そんな塩ですが、太古の昔、生命体が海から陸に上がってきた時代、海には困らないほどの塩があったにも関わらず陸にはなんと塩がありませんでした。各地で塩の奪い合いが起き、貨幣の代わりに塩を配ったという史実があるほど陸上には塩がなかったのです。このような歴史的背景から、Na(塩)を再吸収する遺伝子をもった個体のみが生き残り、その遺伝子は現在の私たちにも脈々と受け継がれています。
しかしこの150年で塩が余る時代に
「産業革命後、塩は大量生産できるようになりましたが、Na(塩)を再吸収する遺伝子は私たちのからだに残ったままです。すなわち、人は食事から多くの塩を摂ってしまうにも関わらず体外へ排出しづらい状態になっています」と根本さん。
1日1.5gの塩で生きていける
「では生きていくために1日に必要な塩の量って何gだと思いますか?」と根本さんから参加者に突然質問が。いくつか選択肢がありましたが、私は正直見当がつかずだいぶ多い量の答えで手を挙げてしまいました。
答えは1日に必要な塩の摂取量はなんと1.5g!(注:塩小さじ1=約5g)
そんなに少なくていいとは、大変驚きました。私たちのからだは、こんなにも少ない量で生きられるほど、Na(塩)を再吸収しているのですね。
しかしながら、日本人の塩の摂取量(1日あたり)は男性14g、女性11.8gと、WHOの推奨量5gや生きていける必要量1.5gを大幅に超えており、その塩の多くを調味料から摂っているそうです。さらに欧米人の摂取量8~9gより多いとも。欧米人のほうが食生活から勝手に多く摂取していると思っていました。

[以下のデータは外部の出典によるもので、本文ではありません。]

PR #18850, opened 2024-05-02
[Nokia-7215] Enhance Watchdog service

Pavan-Nokia:
Mask Watchdog-control.service and make sure only one watchdog service starts on this platform

#### Why I did it
To resolve conflict between ordering of the 2 watchdog services.
1) watchdog-control.service -- common service designed to disable watchdog on all platforms
2) cpu_wdt.service -- enable Watchdog on nokia-7215 platform.

Is some cases service 1 was started after service 2 leaving the watchdog on the box disabled

##### Work item tracking

#### How I did it
Enhance service file to assure cpu_wdt.service always starts after watchdog-control.service

#### How to verify it
1) Try multiple upgrades and install scenario to make sure watchdog is always in enabled state 
2) Try multiple reboots to make sure watchdog is always in enabled state 

```
admin@sonic:~$ systemctl status watchdog-control.service 
â— watchdog-control.service
     Loaded: masked (Reason: Unit watchdog-control.service is masked.)
     Active: inactive (dead)
admin@sonic:~$ 
admin@sonic:~$ 
admin@sonic:~$ systemctl status cpu_wdt.service
â— cpu_wdt.service - CPU WDT
     Loaded: loaded (/etc/systemd/system/cpu_wdt.service; enabled; vendor prese>
     Active: active (running) since Mon 2024-05-20 14:57:15 UTC; 4min 57s ago
   Main PID: 635 (cpu_wdt.py)
      Tasks: 1 (limit: 4915)
     Memory: 13.9M
     CGroup: /system.slice/cpu_wdt.service
             â””â”€635 /usr/bin/python /usr/local/bin/cpu_wdt.py

admin@sonic:~$ 
```

- [ ] 201811
- [ ] 201911
- [ ] 202006
- [ ] 202012
- [ ] 202106
- [ ] 202111
- [ ] 202205
- [ ] 202211
- [ ] 202305
- [x] 202405

- [ ] 
- [ ]

### DIFF
--- a/platform/marvell/sonic-platform-nokia/7215/service/cpu_wdt.service
+++ b/platform/marvell/sonic-platform-nokia/7215/service/cpu_wdt.service
@@ -1,5 +1,6 @@
 [Unit]
 Description=CPU WDT
+Conflicts=watchdog-control.service
 After=nokia-7215init.service
 [Service]
 ExecStart=/usr/local/bin/cpu_wdt.py
--- a/platform/marvell/sonic-platform-nokia/debian/sonic-platform-nokia-7215.postinst
+++ b/platform/marvell/sonic-platform-nokia/debian/sonic-platform-nokia-7215.postinst
@@ -9,6 +9,8 @@ systemctl restart kmod
 systemctl enable nokia-7215init.service
 systemctl start nokia-7215init.service
 
+systemctl mask --now watchdog-control.service
+
 systemctl enable cpu_wdt.service
 systemctl start cpu_wdt.service
 


platform/marvell/sonic-platform-nokia/7215/service/cpu_wdt.service
```diff
@@ -1,6 +1,6 @@
 [Unit]
 Description=CPU WDT
-After=nokia-7215init.service
+After=nokia-7215init.service watchdog-control.service
```
prgeor, line 3: @Pavan-Nokia we don't need two watchdog services. Please override the watchdog-control.service completely

Pavan-Nokia: @prgeor the watchcgdog-control.service is part of common code and is triggered by the docker. There is no good way to disable this service from a platform context.
The only way I could think of is to crudely delete the script so that the watchdog-control.service fails, which I believe is not a great solution. that is the reason I chose this approach.
I do not understand why watchdog-control.service was introduced by SONiC.

prgeor: @saiarcot895 do you have a better way to override watchdog-control.service by platform specific watchdog service?

Pavan-Nokia: @saiarcot895 any feedback on this. I tried disabling the watchdog-control.service from the platform postinstall but it gets reenabled on next boot.
This is the only solution I could come up with that works reliably every time.

saiarcot895: You can use `/usr/local/lib/systemd/system/watchdog-control.service` to provide a platform-specific `watchdog-control.service` file. Specifically, systemctl treats files in `/usr/local/lib/systemd/system/` as higher priority than `/usr/lib/systemd/system/`, but lower than `/etc/systemd/system/` (which should still allow service mask/unmask to work).

Make sure that your platform-specific file has all of the ordering and conditions (Provides, After, WantedBy) of the original service file.

platform/marvell/sonic-platform-nokia/debian/sonic-platform-nokia-7215.postinst
```diff
@@ -10,7 +10,7 @@ systemctl enable nokia-7215init.service
 systemctl start nokia-7215init.service
 
 systemctl enable cpu_wdt.service
-systemctl start cpu_wdt.service
+systemctl start cpu_wdt.service &
```
saiarcot895, line 13: If this line is still needed, please use the `--no-block` argument instead of backgrounding this job.

platform/marvell/sonic-platform-nokia/7215/service/cpu_wdt.service
Pavan-Nokia: @saiarcot895
If I understand what you are saying correctly, You are suggesting that I eliminate the cpu_wdt.service completely and run my script under watchdog-control.service. I do not think this is a good Idea as the behavior of these 2 services are intended to be totally different. The watchdog-control is designed as a one shot to turn off the watchdog here as what the intent of cpu_wdt is to enable the watchdog as early as we can and keep running.

The best approach I think would be to have a different service for the platform watchdog and to disable the watchdog-control for our platform. Changing the functionality of an existing service is not good

saiarcot895: I'm fine with that approach, as long as on this platform, only one of the two services can be started. This would mean masking the service early in the bootup (perhaps by adding a symlink at `/usr/lib/systemd/system/watchdog-control.service` to point to `/dev/null`?).

Pavan-Nokia: @saiarcot895 Could you please review my final changes 
Thank you

platform/marvell/sonic-platform-nokia/debian/sonic-platform-nokia-7215.postinst
```diff
@@ -9,6 +9,8 @@ systemctl restart kmod
 systemctl enable nokia-7215init.service
 systemctl start nokia-7215init.service
 
+systemctl mask watchdog-control.service
```
saiarcot895, line 12: Is this guaranteed to happen before `watchdog-control.service` starts? If there's a chance it could be after, then add `--now` to have systemd stop the service as well.

Pavan-Nokia: I have verified all scenarios to make sure there is no race condition - fresh install, software upgrade, reboots. The `watchdog-control.service` is always masked correctly and the platform watchdog is active.

I have added the --now flag as recommended. I agree this is good to have in case something changes in the future

saiarcot895 (approved):

Pavan-Nokia:
@yxieca @Blueve Please help merge and backport to 202405 branch
also help merge PR for 2311 backport #18851 

Thank you

yxieca:
@bingwang-ms to tracking 202405 cherry-picking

「一人ひとりが塩の量をマイナス1gするだけで高血圧などの病気を減らし数千億円の医療費が削減でき、それによってよりよい社会を実現できる可能性がある」と根本さん。さまざまな研究に基づくと、日本人がいま取り組まなければならないのは何よりもまず塩であり、社会全体にとって大きなメリットがあるということが分かりました。
「今日はいい塩梅」
そこで、最初にあった「生きているだけで意識しなくても勝手に健康になれたら」を実現させるために「今日はいい塩梅」で塩に関心を持ってもらい、「美味しい食事を摂りながらみんなでマイナス1gを目指すことができたら、自然と健康でいられる社会になるのでは」と締めくくられていました。
「いい塩梅定食」開発に向けて
私が今回のトークイベントに参加して思ったことは、そもそも今まで塩について特に考えたことがなかったなと。塩の歴史から塩の機能や大切さを知り、生きていくために欠かせない塩についてもっと知りたいと思いました。1日に必要な塩の量が1.5gでいいのに、14g(日本人男性の平均摂取量)も摂取しているが故に悪者かのように扱われている塩。“いい塩梅”で塩と適切に付き合えば健康で満足感のある食生活を送ることができると学びました。「いい塩梅定食」の開発に携わる機会をいただき、塩についてより深く調べたり、考えたりして興味を持つようになりました。これまで美味しい美味しいと食べていたものも、塩のことを気にするようになると塩味を敏感に感じるようになった気さえします。
まずは塩に関心を持ってもらい、“いい塩梅”とは何かを体感してもらうために、d京都食堂にて『いい塩梅定食』を開発、提供していきます。(提供期間:2022年10月28日~12月1日)
当日、このイベント参加者に提供された「保存食lab」さんの“おいしい!”がたくさん詰まったお弁当。出汁を活かしたりスパイスやハーブで味にアクセントをつけることでマイナス1gにつながる素晴らしい内容でした。ぜひ参考にして定食開発に臨みたいと思います。